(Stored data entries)
--------------------------------------------------

Issue #271, opened 2022-02-18
docker install doesn't work in debian 11


RodrigoTomeES:
Hi,

I have seen a lot of issues related with this #186 #187 #262 #265 but it is still not fixed.

![imagen](https://user-images.githubusercontent.com/13077343/154751579-5a72a146-d154-410a-9c9d-a4e0f152ce24.png)

My system is a Raspberry Pi 4 with 4GB of RAM

Linux raspberrypi 5.10.92-v8+ #1514 SMP PREEMPT Mon Jan 17 17:39:38 GMT 2022 aarch64 GNU/Linux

--------------------------------------------------

- **WORK TO COMPLETE**:
Starting at the line with "I have seen", retype each line through the final one in the data above, unchanged and with nothing added.

- **OUTPUT**:
I have seen a lot of issues related with this #186 #187 #262 #265 but it is still not fixed.

![imagen](https://user-images.githubusercontent.com/13077343/154751579-5a72a146-d154-410a-9c9d-a4e0f152ce24.png)

My system is a Raspberry Pi 4 with 4GB of RAM

Linux raspberrypi 5.10.92-v8+ #1514 SMP PREEMPT Mon Jan 17 17:39:38 GMT 2022 aarch64 GNU/Linux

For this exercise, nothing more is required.